Structure shots from wide establishing to medium to extreme close-up. This natural cinematic progression creates momentum, drawing the viewer deeper into the scene.

Prompting Tips

Structure multi-shot sequences

Label each shot with a number and timestamp. Include camera angle, subject action, and cut type: "Shot 1 (0-3s): Wide angle..."

Use explicit camera language

Call out movements: dolly, pan, tracking, crane, whip pan, slow push-in. Seedance responds to film terminology.

Add audio cues in the prompt

Describe the soundscape: "sounds of a frantic crowd", "autumn leaves rustling", "engine roar". Audio is generated natively.

Specify pacing and timing

Include temporal cues: "slow-motion overhead", "15s commercial", "single continuous take, no cuts" for control over rhythm.

Layer environmental reactions

Describe how the environment responds to action: scattering leaves, rising dust, shattering glass. It sells physical realism.

Mix input types for control

Combine images for visual style, audio clips for soundtrack, and text for scene direction. The model reads each input's role automatically.

Overdescribe the scene

Pack detail into every prompt. Instead of "a car chase," describe the rain-slicked streets, neon reflections, headlight beams cutting through mist. Seedance rewards specificity.

Use quality anchors

Add phrases like "hyper-realistic, 8k" as fidelity indicators. These push the model toward maximum visual quality and sharpness.

Try time-coded brackets

For multi-shot sequences, use [0-5s]: ... [5-10s]: ... bracket notation. The model recognizes this as explicit temporal structure.

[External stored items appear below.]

Issue #2292, opened 2016-12-05
Fisher Exact Test Edge Case


meganshand:
Fisher's Exact Test fails for the following two unit tests (that should be added to the data provider in `FisherExactTestUnitTest.java`):

```
tests.add(new Object[]{0, 0, 0, 3,                     1.0});
tests.add(new Object[]{9, 0, 0, 0,                     1.0});
```

R's implementation results in 1.0 for both of these tables, but the current GATK implementation results in 0.0 for both of them. They are examples of an edge case when the observed table is the only possibility given the marginal distributions (so the p-value should be 1).

lbergelson:
@meganshand Would you be willing to patch this one?

meganshand:
Yeah, I'll try to look at it on Friday.

lbergelson:
No rush!  Just wondering if you could take a look.

PR #2307, opened 2016-12-09
Handles edge case of Fisher Exact Test

meganshand:
Even though the Fisher Exact Test here is based on the R implementation, there was an edge case when the hypergeometric distribution we're getting the probabilities from only has one possible value. The difference in resulting p-value was coming from the fact that the apache Math3 HypergeometricDistribution behaves differently at this edge case than dhyper in R. 

Adresses #2292

### DIFF
--- a/src/main/java/org/broadinstitute/hellbender/utils/FisherExactTest.java
+++ b/src/main/java/org/broadinstitute/hellbender/utils/FisherExactTest.java
@@ -4,15 +4,7 @@ import org.apache.commons.math3.distribution.AbstractIntegerDistribution;
 import org.apache.commons.math3.distribution.HypergeometricDistribution;
 
 import java.util.Arrays;
-import java.util.function.DoubleUnaryOperator;
 import java.util.stream.DoubleStream;
-import java.util.stream.IntStream;
-
-import static java.lang.Math.*;
-import static org.apache.commons.math3.util.MathArrays.ebeAdd;
-import static org.broadinstitute.hellbender.utils.MathUtils.arrayMax;
-import static org.broadinstitute.hellbender.utils.MathUtils.promote;
-import static org.broadinstitute.hellbender.utils.MathUtils.sum;
 
 /**
  * Implements the Fisher's exact test for 2x2 tables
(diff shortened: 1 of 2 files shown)


meganshand:
@lbergelson Can you please suggest a reviewer?

lbergelson:
@davidbenjamin Could you take a look at this one?

davidbenjamin:
Sure!

davidbenjamin:
@meganshand Thanks for making the code better!  If and only if you care to beautify it further while you're at it, I noticed a few other things:

* Using `addExact` instead of `+` is overkill, since the overflow it protects against can only occur if we have a read depth of 2,147,483,648.  In any case, it just throws an error.  If we wanted to be super-scrupulous, we would put an `if` statement in the `FisherExactTest` code to switch to an asymptotic approximation, but, like I said, overkill.

* This class has it's own `apply` method which replicates `MathUtils::applyToArray`.

* Similarly, it's `range` method should be deleted, and its use `support = range(lo, hi)` should become `support = new IndexRange(lo, hi)`.  Then `IntStream.of(support).mapToDouble(___).toArray()` becomes `range.mapToDouble(___)` and `apply(promote(support), ___)` becomes `support.mapToDouble(___)`.

* `final double relErr = 1 + pow(10, -7)` should become a `static` constant.

* The steps
```java
final double maxD1 = arrayMax(d1);
final double[] d2 = apply(apply(d1, d -> d - maxD1), d -> exp(d));
final double sumD2 = sum(d2);
return apply(d2,  d -> d/sumD2);
```
inside `dnHyper` are just a home-brewed way to normalize the log-space array `d1`.  Let's go throught the steps: 1) find the max.  2) subtract the max -- subtracting a constant in log-space is equivalent to dividing by a constant in real space, and since we're normalizing in the end this constant is arbitrary.  It's done for numerical stability.  3) exponentiate to get an unnormalized real-space array. 4) find the sum. 5) divide by the sum to get the normalized result.

The log-10 version of this is `MathUtils::normalizeFromLog10ToLinearSpace(d1)`.  You could either calculate `d1` in log-10 space or convert it, replacing the above line with `return MathUtils.normalizeFromLog10ToLinearSpace(MathUtils.applyToArrayInPlace(d1, MathUtils::logToLog10))`.  The latter option is simpler.

* Import static should be avoided except to escape horrible clutter, which is not the case here.

* The second argument of `Utils.validateArg(condition, calculated string expression)` should become `Utils.validateArg(condition, () -> calculated string expression)`.  In the first version, the expression is calculated *even if* the condition is satisfied, whereas in the second it is only calculated as needed.  It's not critical here but it's a good habit to get into.

PS I am a zealot of the Boy Scout Rule (always leave the camp site cleaner than you found it).  It is a great way to get familiar with a large code base and a great way to make the code more readable for the next person.

lh3:
I had a look at the source code of [HypergeometricDistribution](HypergeometricDistribution). If I am right, we are doing the following. We are invoking `logProbability()` for all possible `x[0][0]`. For a table with large numbers, we have to compute logBinomial for many iterations (see line 202–222 in the HypergeometricDistribution source code). Typically logBinomial calls logGamma and logGamma calls `log()` twice. This involves lots of computation and is not the fastest way to implement Fisher's exact test.

A faster way to implement the test takes the advantage of two observations. 1) When carrying the test, we are calling hypergeo(i,m+n,m,k), hypergeo(i+1,m+n,m,k), ... in order, and we can derive hypergeo(i+1,m+n,m,k) from hypergeo(i,m+n,m,k) by simply multiplying a number. This will be much faster than doing the full hypergeo->logBionomial->logGamma->log computation for each `i`. 2) For a large table, often when `i` is sufficiently smaller or larger than `x[0][0]`, the hypergeo probability is small enough to be ignored from the sum. It is not necessary to calculate hypergeo for the full range of `lo<=i<hi`. This trick can also dramatically reduce the number of iterations for large tables. htslib has a [exact test implementation](https://github.com/samtools/htslib/blob/bf753361dab9b1640cf64f7886dbfe35357a43c5/kfunc.c#L201) that considers the two observations.

I understand that the time spent on the `FisherExactTest` class probably won't show up at all in a profiler. I am not requesting to improve the implementation now. Just let you know the tricks. In addition, when we use this class for other purposes, a fast exact test may become a good thing.

meganshand:
@davidbenjamin I made the changes you requested, plus some additional cleanup. Since this function takes a `normalizedTable` it only ever actually sees tables whose sums are less than 400. The smallest p-value we'd expect given that we can't have entries that are larger than 400 is around 1e-120. Therefore we don't actually have to take the log of the probability and normalize it, we can just take the probability straight from `HypergeometricDistribution`. We also don't need `relErr`. 

Also given this I didn't make the changes @lh3 described, although this would clearly be a good way to reduce the computation needed for calculating the p-value with larger tables. 

If you think it would be useful to keep these numerical stability features, I can add them back in, but this removing them feels more readable to me given that we are only calculating small tables.

src/main/java/org/broadinstitute/hellbender/utils/FisherExactTest.java
```diff
@@ -21,59 +13,35 @@
...
-        final int[] support = range(lo, hi);
         final AbstractIntegerDistribution dist = new HypergeometricDistribution(null, m+n, m, k);
-        final double[] logdc = IntStream.of(support).mapToDouble(i -> dist.logProbability(i)).toArray();
-        final double oddsRatioAtNull = 1.0;
-        final double[] ds = dnHyper(oddsRatioAtNull, logdc, support);
-        final double relErr = 1 + pow(10, -7);
+        final double[] ds = support.mapToDouble(i -> dist.probability(i));
 
-        final double threshold= ds[x[0][0] - lo] * relErr;
+        final double threshold = ds[x[0][0] - lo];
```
davidbenjamin: @meganshand I read your comment about using normalized tables and while I agree with you I don't want this code to rely on that fact.  Fortunately, I think you can get numerical stability with negligible effort:

```java
final double[] logds = support.mapToDouble(i -> dist.logProbability(i));  // probability -> logProbability
final double threshold = ds[x[0][0] - lo];   // no change needed since log is monotonic
final double[] log10ds = DoubleStream.of(logds).filter(d -> d <= threshold).map(MathUtils::logToLog10).toArray();
final double pValue = MathUtils.sumLog10(log10ds);
```

meganshand:
Sorry, I didn't add the correct test. This one is closer to the edge case of when you have a large table that is still less than or equal to a total of 400. Back to you @davidbenjamin. Thanks!

meganshand:
Ah, I didn't hit refresh before fixing that test :) Thanks for the comments. I'll make those changes.

davidbenjamin:
@meganshand  back to you -- just a suggestion for getting numerical stability while keeping it readable.

meganshand:
Thanks @davidbenjamin, back to you!

davidbenjamin:
@meganshand Looks good!  You can squash and merge once tests pass.

lh3:
> Therefore we don't actually have to take the log of the probability and normalize it, we can just take the probability straight from HypergeometricDistribution.

The problem is mostly inside `HypergeometricDistribution`. A better implementation of this class should cache the last value, such that computing `hypergeo(i)` and then `hypergeo(i+1)` consecutively does not unnecessarily trigger full computation, which is quite expensive. Anyway, the current implementation is fine given that exact test is unlikely to be a bottleneck in its current use.

magicDGS:
Could I have some feedback about the efficiency of the Fisher's Exact Test implemented here? I'm planning to use it in other context where the performance could be reduced and I think that this is a good opportunity to have some information about it.

Thanks in advance!

meganshand:
@magicDGS I'm not sure what you're planning on using it for. This class is only tested for tables with small values (such that the sum of the table is less than 400). And as @lh3 said above, the way the HypergeometricDistribution is implemented it can be slow for tables with large values.

magicDGS:
Thanks for the information about this @meganshand. I will use this class in my use case and if it is not efficient enough I will try another solution.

Reference cinematographers

Name a director of photography like Deakins, Lubezki, or Kurosawa for style guidance. The model adapts lighting, framing, and movement to match.

Progress from wide to close-up

Structure shots from wide establishing to medium to extreme close-up. This natural cinematic progression creates momentum and draws the viewer in.

Label reference inputs

When using multiple images, videos, or audio clips, reference them with [Image1], [Video1], [Audio1] notation in your prompt for precision control.

Action Sequence Template

Use for multi-camera chase, fight, or high-energy scenes.

Camera follows [subject] through [environment], [action description]. The shot cuts to a [angle] as [secondary action]. [Environmental reaction]. [Audio cue].

Commercial / Ad Template

Use for multi-shot product or brand videos.

[Duration] commercial. Shot 1: [angle], [subject action]. Shot 2: [close-up detail], then [wide shot]. Shot 3: [final reveal], text '[tagline]' revealed as [transition].

Long-Take Narrative Template

Use for continuous single-take storytelling.

[Genre] style. [Camera movement] of [character description] moving through [environment]. [Character action]. [Secondary character reveal]. Single continuous take, no cuts.

Time-Coded Sequence Template

Use for precisely timed multi-shot transitions with bracket notation.

[0-Xs]: [Wide/medium/close], [camera movement], [subject action], [lighting]. [Xs-Ys]: [Cut type], [new angle], [new action]. [Ys-Zs]: [Final shot], [resolution moment], [audio cue].